Moe pointed out "the crew has living and working quarters. You're going to be mission specialists, so we should start with the simplest problem, setting up a pod where you'll sleep. This sort of customization is routine for the AIs.

"Athena, please take on this task, in cooperation with Dolores. A single pod should take the current Wagner and Berg families, but, with the evolution of the clan as well as possible assigned personnel and contractors, plan on at least two residential pods for each ship. When going into action, we'll probably hold it to one pod for mission personnel.

"Next, start cloning the shops and labs we've put into pods here, or mocked-up pods from DIA. These gave the ship a self-repair and continuing development capability. Catherine, Mary, Elaine, and Kim, review what is in your current facilities, and make any changes you need to standardize."

"I think we've been assuming the AIs will do more combat systems design, and certainly operations, than they will under their no-combat rules. It's reasonable to assume they can speed up our computing, perhaps do some sensor operation, but not that they will run the battle management system. We need, therefore, to start from Earth systems. For multiple simultaneous engagements, pretty much means the open-architecture Aegis battle management system, with Cooperative Engagement Capability extensions. We'll use derivatives of its large-volume radar search and tracking. For actual engagement, however, we'll use the more modern local area network and bus electronics taken from the F-35 Joint Strike Fighter, which has an open architecture. Individual weapons would still use the MIL-STD-1553B master/slave bus protocol and the MIL-STD-1760 physical/electrical weapons interface, but over much faster Local Area Networks. At the very least, the ability to transfer imagery meant that the weapons operators could "see" through the weapon sensors, and download images of targets to autonomous pattern matching software.

"While AIs might be more powerful, software already exists for the F-35 onboard computers, which were tightly coupled systems of eighteen German Kontron 6U VPX VX6060's, which, in turn, each had two Intel dual-core processors running real-time Linux. Even without Confederacy improvements, they could be upgraded with processors having more cores. Norwegian, before you start sulking, we will be happy to use Confederacy computers that emulate these specific processors, or run a C/C++ virtual machine.

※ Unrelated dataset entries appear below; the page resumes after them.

PR #450, opened 2017-10-03
Next batch of Web Audio API BCD

chrisdavidmills:
* AudioNode
* AudioParam
* AudioProcessingEvent

Issue #4178, opened 2019-05-17
Document guidelines for opening and reviewing issues and PRs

"The F-35 software code base is twice the size of the F-22, which is often considered the more advanced aircraft: 5.6 million lines of C and C++ in the initial implementation. It was a practical given that the AIs would have to learn to use programs in these languages."

At this point, Terry observed, "Perhaps it's just professional intelligence paranoia, and perhaps it's a lot of experience in getting systems to be interoperable, I worry that we are putting all our eggs in one basket with the AIs. Even if the AIs have the best of intentions toward us, do they really understand the problems of military computing if they don't fight?"